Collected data
++++

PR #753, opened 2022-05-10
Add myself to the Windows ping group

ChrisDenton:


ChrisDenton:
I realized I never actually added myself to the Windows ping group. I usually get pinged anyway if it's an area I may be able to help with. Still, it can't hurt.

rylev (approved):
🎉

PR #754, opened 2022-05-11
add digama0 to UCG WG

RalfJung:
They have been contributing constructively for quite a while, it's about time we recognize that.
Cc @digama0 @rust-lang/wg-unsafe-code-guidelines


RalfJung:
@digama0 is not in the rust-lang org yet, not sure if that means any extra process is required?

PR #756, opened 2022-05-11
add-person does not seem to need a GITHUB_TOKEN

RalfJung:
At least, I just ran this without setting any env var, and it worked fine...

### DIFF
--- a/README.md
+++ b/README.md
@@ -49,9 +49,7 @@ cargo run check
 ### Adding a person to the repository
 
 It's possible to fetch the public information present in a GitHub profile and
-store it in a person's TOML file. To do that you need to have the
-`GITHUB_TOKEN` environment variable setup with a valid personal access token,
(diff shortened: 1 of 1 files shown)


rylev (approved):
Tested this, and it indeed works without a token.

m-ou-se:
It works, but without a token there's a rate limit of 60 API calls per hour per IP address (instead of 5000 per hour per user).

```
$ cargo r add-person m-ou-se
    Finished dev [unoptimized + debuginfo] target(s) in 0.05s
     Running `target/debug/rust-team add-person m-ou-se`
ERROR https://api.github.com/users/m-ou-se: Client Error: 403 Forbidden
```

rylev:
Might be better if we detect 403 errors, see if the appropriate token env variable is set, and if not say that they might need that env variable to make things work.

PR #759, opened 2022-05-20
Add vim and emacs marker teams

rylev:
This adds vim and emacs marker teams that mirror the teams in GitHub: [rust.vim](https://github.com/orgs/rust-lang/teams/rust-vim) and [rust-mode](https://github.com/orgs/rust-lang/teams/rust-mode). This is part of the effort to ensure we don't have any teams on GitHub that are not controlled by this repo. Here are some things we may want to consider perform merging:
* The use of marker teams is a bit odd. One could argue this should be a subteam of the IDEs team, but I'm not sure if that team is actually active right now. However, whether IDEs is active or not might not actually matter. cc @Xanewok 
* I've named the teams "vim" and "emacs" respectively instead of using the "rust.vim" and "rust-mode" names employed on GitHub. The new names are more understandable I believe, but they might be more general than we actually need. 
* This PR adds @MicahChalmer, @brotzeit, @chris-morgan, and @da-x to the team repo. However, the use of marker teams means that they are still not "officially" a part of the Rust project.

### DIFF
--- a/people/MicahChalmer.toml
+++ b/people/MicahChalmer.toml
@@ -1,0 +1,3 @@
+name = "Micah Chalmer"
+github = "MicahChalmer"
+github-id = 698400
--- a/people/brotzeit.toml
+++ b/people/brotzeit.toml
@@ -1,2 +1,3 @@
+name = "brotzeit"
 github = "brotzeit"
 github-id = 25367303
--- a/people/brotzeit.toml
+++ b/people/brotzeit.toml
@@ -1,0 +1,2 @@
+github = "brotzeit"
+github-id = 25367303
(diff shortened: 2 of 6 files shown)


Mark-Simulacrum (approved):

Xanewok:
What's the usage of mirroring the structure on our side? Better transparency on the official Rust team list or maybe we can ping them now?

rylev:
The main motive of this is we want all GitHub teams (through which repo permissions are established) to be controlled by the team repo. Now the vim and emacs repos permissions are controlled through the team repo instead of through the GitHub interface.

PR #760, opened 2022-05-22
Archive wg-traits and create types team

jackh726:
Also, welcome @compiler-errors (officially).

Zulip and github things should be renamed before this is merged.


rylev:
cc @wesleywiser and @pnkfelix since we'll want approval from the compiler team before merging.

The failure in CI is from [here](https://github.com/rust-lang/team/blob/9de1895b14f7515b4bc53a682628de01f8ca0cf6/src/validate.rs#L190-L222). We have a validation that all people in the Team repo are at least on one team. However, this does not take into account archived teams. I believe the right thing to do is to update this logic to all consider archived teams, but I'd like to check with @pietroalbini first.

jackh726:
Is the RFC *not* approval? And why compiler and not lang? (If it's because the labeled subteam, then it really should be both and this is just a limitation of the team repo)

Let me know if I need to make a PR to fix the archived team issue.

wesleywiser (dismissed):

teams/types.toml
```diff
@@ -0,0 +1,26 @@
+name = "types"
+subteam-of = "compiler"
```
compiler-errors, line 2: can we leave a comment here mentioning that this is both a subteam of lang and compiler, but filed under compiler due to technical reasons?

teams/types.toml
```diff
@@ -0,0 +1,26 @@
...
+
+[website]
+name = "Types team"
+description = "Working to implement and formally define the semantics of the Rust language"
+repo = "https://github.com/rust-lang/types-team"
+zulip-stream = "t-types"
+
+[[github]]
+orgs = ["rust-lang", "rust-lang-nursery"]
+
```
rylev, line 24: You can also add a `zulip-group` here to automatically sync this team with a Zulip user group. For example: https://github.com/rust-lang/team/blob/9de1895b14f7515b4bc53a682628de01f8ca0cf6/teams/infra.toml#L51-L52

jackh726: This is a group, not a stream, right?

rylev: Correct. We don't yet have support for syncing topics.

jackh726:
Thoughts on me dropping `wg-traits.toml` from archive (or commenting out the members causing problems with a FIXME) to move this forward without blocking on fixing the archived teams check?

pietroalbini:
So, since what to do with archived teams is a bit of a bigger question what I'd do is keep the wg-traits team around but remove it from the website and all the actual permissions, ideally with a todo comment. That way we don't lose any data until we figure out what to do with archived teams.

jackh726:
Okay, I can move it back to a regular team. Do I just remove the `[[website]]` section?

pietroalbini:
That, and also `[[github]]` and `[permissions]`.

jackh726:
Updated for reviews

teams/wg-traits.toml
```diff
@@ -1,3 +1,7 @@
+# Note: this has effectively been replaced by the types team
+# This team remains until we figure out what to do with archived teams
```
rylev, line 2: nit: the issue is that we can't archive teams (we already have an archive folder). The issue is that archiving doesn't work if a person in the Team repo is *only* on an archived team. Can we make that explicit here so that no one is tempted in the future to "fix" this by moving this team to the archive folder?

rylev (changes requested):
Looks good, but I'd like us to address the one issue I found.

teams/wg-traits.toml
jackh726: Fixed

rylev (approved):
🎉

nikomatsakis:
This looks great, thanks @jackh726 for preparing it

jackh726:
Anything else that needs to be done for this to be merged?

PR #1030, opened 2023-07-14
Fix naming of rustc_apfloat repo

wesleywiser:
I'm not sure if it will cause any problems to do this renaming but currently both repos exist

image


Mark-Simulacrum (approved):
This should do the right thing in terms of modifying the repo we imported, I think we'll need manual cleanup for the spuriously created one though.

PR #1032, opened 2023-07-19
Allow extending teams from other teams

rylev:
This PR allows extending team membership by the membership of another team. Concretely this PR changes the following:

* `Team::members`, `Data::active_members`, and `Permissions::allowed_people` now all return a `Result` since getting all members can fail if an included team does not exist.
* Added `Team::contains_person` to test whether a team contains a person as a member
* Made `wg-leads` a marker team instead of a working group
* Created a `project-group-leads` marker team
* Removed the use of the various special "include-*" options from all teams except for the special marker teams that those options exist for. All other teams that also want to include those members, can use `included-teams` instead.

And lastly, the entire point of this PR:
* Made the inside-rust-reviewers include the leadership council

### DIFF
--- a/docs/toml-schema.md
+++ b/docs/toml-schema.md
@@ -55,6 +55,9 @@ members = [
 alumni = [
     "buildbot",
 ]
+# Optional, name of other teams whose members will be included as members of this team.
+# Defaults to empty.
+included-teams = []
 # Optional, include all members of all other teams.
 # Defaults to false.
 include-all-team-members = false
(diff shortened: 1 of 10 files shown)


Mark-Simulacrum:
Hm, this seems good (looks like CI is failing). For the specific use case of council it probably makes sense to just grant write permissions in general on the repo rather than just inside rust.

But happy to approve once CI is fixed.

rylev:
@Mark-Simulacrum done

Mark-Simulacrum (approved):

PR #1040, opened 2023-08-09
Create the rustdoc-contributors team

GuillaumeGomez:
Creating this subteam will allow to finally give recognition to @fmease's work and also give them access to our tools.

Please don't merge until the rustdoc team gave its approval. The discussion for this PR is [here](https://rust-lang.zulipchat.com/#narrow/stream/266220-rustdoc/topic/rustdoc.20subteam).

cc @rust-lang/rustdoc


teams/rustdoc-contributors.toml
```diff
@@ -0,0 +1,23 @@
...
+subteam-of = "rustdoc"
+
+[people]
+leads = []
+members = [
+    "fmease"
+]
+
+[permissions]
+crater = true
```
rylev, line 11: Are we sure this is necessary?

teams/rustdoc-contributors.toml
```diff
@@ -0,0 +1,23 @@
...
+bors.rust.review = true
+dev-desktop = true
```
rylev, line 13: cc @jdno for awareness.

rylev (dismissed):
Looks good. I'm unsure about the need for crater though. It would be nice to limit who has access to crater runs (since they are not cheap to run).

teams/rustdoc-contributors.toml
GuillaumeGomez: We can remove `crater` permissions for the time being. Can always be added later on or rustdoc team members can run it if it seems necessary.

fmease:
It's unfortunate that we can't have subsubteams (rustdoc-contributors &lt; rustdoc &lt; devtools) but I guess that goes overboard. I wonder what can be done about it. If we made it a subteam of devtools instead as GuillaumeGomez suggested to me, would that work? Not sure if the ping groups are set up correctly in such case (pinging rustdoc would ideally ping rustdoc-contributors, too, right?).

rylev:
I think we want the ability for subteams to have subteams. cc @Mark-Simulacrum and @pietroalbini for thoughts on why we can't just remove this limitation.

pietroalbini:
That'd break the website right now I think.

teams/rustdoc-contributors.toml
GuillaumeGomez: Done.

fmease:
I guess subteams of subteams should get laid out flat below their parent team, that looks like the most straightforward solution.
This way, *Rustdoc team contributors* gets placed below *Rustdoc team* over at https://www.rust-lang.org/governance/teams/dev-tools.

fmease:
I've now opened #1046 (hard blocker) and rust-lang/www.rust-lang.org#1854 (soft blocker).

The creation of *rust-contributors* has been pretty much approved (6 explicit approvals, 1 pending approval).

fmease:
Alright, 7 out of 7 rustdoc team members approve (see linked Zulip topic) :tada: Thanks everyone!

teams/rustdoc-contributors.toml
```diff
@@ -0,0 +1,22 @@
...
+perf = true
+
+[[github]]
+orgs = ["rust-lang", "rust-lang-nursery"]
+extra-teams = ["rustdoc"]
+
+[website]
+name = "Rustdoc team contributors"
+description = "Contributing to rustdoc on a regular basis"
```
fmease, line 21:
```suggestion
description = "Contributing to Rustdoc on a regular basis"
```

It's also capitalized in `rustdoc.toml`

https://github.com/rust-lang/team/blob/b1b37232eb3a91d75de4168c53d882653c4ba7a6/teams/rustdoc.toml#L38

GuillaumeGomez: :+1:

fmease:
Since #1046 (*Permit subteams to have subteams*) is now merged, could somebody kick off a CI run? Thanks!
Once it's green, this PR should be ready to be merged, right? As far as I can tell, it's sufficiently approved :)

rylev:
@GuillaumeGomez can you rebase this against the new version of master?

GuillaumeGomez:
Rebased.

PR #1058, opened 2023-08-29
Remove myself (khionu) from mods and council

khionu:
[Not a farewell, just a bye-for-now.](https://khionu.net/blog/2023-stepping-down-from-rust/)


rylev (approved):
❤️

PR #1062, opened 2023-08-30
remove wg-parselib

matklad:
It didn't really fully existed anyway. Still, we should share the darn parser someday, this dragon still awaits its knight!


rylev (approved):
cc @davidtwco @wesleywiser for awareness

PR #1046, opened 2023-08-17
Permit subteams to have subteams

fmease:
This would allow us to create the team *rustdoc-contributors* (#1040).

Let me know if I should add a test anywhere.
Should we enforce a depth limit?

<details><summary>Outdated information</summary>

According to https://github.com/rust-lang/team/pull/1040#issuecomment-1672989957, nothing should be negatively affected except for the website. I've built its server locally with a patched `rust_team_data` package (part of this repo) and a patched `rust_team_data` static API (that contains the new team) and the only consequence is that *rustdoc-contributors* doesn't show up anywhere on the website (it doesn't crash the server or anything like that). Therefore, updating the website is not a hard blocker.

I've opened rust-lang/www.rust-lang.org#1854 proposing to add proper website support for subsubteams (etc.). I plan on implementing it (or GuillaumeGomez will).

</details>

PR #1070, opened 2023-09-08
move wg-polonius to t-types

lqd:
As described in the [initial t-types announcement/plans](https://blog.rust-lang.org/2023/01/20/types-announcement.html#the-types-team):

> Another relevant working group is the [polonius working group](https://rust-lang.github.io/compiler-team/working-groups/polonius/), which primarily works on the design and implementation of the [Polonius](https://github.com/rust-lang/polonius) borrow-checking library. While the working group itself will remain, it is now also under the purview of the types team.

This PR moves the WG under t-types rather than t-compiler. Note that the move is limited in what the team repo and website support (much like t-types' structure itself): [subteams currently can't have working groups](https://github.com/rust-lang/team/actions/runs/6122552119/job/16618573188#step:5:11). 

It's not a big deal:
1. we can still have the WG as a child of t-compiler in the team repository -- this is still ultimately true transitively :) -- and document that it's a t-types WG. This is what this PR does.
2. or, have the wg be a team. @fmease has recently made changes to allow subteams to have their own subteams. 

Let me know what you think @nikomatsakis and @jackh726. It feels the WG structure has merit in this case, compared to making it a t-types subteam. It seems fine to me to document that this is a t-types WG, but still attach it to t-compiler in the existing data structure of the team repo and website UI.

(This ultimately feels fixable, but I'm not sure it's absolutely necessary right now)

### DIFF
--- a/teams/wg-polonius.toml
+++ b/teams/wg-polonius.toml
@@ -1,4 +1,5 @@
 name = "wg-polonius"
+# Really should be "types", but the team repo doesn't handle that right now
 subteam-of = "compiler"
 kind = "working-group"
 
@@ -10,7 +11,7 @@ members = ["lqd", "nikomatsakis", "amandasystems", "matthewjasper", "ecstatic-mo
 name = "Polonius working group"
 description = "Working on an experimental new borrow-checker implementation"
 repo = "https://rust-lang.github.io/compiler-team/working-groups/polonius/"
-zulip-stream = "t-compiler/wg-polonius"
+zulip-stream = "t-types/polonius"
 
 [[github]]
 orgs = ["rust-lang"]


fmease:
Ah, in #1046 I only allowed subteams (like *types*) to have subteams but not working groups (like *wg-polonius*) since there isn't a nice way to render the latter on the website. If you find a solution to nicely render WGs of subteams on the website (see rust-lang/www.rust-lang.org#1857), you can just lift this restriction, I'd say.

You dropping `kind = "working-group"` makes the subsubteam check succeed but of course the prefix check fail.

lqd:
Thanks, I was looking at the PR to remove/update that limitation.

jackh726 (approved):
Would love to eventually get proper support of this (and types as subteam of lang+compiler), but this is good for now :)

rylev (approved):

++++

__Task to complete__
For each line in the entries that holds "could", return that line.

__Solution__
* The use of marker teams is a bit odd. One could argue this should be a subteam of the IDEs team, but I'm not sure if that team is actually active right now. However, whether IDEs is active or not might not actually matter. cc @Xanewok 
Since #1046 (*Permit subteams to have subteams*) is now merged, could somebody kick off a CI run? Thanks!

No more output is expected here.